Your assignment: Repeat the stretch of entries below from the line with "but 620–730ms SOLO on the" through the line with "refactor(ui-protocol): drop the". Include both ends and add nothing.
──────
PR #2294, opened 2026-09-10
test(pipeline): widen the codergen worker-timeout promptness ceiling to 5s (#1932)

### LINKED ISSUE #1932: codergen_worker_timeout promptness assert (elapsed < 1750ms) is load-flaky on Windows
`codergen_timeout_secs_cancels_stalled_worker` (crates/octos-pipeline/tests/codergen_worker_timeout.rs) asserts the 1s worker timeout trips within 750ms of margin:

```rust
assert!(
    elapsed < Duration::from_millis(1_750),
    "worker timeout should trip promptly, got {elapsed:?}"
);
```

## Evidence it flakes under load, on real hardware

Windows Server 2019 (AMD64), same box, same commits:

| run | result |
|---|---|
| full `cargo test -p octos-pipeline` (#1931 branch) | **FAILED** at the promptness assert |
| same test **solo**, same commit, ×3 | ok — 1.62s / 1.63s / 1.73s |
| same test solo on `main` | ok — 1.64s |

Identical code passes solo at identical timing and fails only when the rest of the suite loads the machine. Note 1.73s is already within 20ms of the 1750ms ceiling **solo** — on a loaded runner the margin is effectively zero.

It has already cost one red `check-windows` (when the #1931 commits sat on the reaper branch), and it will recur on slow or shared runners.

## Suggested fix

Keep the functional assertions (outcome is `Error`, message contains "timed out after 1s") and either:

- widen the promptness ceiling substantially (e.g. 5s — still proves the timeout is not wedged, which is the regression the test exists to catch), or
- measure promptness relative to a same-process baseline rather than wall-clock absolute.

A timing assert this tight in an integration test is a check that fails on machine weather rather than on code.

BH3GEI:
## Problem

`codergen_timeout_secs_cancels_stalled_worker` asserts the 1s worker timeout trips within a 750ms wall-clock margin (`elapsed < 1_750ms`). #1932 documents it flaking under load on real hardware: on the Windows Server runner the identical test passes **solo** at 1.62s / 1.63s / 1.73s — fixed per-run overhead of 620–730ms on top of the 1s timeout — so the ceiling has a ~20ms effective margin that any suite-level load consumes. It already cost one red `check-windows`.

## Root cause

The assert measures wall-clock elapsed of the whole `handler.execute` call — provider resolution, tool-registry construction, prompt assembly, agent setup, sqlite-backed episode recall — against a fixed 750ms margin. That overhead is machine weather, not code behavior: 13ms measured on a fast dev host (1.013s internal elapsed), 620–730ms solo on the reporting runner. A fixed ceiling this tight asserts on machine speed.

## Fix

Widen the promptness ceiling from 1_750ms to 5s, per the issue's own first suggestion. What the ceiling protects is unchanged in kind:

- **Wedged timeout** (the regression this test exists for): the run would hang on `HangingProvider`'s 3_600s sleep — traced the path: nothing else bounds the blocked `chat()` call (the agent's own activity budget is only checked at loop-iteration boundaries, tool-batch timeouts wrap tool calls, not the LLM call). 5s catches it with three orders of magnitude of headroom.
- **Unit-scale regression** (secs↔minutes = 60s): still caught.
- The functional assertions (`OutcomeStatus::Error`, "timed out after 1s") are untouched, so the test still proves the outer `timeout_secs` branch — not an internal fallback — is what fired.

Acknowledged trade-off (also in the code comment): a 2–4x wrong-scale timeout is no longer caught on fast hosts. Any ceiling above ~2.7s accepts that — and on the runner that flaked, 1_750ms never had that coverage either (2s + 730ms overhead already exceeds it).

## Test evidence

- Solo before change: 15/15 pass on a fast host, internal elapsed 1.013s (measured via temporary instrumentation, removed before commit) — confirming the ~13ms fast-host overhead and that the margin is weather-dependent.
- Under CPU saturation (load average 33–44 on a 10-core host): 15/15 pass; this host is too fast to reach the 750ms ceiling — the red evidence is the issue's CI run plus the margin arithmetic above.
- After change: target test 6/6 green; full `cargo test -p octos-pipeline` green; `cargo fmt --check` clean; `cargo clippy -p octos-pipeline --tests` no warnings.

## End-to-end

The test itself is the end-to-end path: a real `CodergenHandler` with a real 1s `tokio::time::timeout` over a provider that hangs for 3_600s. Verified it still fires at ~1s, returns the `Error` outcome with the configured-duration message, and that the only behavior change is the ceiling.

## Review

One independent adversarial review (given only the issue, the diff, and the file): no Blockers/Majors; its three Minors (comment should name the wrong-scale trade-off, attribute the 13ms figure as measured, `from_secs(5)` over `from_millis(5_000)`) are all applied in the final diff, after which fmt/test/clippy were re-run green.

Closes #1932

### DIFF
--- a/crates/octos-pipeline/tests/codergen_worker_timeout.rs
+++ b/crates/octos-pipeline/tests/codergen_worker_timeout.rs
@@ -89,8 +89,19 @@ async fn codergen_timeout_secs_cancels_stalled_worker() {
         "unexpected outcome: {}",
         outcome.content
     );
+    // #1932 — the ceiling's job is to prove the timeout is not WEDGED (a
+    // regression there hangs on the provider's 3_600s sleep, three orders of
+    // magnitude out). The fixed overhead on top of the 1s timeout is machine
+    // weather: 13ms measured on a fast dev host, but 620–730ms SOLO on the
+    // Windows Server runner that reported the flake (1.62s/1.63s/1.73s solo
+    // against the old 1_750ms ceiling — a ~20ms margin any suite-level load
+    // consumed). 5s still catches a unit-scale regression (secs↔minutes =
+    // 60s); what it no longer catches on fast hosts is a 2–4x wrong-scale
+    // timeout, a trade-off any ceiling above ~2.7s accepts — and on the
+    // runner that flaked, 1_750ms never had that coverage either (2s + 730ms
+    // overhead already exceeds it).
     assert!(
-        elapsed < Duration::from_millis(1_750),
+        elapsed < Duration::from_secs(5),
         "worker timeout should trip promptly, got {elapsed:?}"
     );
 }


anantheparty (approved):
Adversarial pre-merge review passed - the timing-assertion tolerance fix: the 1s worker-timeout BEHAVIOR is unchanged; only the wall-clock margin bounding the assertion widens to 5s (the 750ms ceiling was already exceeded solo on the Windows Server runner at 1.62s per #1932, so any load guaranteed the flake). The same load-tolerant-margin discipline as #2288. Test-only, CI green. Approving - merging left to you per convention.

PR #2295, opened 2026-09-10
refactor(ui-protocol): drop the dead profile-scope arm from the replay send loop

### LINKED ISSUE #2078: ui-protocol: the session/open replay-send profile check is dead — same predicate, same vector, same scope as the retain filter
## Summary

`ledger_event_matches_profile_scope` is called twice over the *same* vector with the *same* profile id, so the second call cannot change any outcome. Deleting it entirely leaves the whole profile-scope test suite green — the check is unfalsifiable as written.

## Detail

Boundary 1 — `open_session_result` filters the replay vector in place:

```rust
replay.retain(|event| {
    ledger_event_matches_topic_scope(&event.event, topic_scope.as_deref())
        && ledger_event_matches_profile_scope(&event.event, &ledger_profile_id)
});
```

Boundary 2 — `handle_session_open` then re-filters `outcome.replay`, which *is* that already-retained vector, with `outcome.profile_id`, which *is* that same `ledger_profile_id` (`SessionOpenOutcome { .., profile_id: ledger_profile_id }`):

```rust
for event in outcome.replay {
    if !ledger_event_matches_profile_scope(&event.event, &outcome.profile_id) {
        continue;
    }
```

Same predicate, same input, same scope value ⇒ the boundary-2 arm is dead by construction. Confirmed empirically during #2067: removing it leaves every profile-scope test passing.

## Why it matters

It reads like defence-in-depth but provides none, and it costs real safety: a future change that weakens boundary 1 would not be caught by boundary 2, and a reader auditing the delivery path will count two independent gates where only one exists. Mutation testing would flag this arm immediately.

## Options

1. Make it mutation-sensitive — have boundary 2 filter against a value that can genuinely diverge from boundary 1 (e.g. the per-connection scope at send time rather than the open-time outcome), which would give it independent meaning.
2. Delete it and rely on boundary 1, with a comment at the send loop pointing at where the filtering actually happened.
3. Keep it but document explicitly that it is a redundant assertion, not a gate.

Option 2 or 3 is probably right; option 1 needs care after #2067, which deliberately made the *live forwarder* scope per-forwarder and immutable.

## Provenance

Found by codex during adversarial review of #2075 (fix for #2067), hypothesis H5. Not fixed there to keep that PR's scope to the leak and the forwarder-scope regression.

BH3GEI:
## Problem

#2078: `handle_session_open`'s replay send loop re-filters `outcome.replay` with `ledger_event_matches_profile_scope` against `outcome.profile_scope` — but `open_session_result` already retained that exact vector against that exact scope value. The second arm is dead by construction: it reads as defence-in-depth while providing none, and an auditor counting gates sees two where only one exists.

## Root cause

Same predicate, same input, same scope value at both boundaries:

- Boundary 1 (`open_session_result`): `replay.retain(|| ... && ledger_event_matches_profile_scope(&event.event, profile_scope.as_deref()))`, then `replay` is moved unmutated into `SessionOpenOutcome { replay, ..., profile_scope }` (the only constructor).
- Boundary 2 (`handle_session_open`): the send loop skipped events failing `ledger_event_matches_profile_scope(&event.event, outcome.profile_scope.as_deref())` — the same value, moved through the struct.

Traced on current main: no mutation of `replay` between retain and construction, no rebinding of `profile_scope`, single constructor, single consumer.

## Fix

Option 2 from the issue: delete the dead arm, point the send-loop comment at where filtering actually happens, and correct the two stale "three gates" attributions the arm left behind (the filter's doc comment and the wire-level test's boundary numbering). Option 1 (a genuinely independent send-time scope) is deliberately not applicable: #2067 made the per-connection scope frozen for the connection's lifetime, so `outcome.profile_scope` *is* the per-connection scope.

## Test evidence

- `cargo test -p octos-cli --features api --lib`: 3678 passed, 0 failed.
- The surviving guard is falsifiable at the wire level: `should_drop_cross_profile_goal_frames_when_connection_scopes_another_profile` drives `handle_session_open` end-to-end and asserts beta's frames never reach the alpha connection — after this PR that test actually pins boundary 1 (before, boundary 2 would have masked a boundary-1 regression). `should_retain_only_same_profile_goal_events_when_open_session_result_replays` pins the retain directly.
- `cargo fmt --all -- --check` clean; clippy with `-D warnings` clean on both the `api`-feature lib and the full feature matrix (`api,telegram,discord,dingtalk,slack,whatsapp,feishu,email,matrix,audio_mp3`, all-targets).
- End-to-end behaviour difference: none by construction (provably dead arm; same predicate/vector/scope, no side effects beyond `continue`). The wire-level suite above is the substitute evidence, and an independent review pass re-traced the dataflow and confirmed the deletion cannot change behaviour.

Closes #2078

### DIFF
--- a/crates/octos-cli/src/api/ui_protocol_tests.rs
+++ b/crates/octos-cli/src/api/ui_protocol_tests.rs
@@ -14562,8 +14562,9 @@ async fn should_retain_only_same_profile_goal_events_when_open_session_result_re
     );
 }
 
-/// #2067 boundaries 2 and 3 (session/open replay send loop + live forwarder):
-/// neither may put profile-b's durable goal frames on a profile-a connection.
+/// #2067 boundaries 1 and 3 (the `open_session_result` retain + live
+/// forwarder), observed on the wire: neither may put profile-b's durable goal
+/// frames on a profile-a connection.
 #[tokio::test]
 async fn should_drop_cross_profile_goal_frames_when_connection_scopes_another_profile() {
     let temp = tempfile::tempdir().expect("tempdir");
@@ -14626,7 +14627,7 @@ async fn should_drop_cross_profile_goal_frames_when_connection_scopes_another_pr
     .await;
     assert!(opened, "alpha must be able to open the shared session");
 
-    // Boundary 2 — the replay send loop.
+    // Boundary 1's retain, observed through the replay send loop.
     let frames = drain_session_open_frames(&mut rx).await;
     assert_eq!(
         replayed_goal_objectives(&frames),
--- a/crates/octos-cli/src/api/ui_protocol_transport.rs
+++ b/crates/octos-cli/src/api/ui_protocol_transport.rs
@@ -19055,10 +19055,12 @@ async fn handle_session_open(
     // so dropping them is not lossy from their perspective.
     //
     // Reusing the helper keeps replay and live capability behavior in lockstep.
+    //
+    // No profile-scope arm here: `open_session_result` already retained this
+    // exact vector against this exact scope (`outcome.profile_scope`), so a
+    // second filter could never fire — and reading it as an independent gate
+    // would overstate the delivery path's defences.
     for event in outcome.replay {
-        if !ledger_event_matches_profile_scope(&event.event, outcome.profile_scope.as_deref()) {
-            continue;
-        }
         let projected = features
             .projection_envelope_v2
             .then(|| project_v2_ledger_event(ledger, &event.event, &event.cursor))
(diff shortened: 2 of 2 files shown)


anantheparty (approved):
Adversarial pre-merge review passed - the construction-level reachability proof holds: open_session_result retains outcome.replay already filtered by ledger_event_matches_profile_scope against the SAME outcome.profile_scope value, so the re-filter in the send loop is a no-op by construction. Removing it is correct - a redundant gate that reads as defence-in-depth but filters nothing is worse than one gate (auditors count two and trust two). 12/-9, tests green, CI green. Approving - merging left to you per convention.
──────
Task result:
+    // weather: 13ms measured on a fast dev host, but 620–730ms SOLO on the
+    // Windows Server runner that reported the flake (1.62s/1.63s/1.73s solo
+    // against the old 1_750ms ceiling — a ~20ms margin any suite-level load
+    // consumed). 5s still catches a unit-scale regression (secs↔minutes =
+    // 60s); what it no longer catches on fast hosts is a 2–4x wrong-scale
+    // timeout, a trade-off any ceiling above ~2.7s accepts — and on the
+    // runner that flaked, 1_750ms never had that coverage either (2s + 730ms
+    // overhead already exceeds it).
     assert!(
-        elapsed < Duration::from_millis(1_750),
+        elapsed < Duration::from_secs(5),
         "worker timeout should trip promptly, got {elapsed:?}"
     );
 }


anantheparty (approved):
Adversarial pre-merge review passed - the timing-assertion tolerance fix: the 1s worker-timeout BEHAVIOR is unchanged; only the wall-clock margin bounding the assertion widens to 5s (the 750ms ceiling was already exceeded solo on the Windows Server runner at 1.62s per #1932, so any load guaranteed the flake). The same load-tolerant-margin discipline as #2288. Test-only, CI green. Approving - merging left to you per convention.

PR #2295, opened 2026-09-10
refactor(ui-protocol): drop the dead profile-scope arm from the replay send loop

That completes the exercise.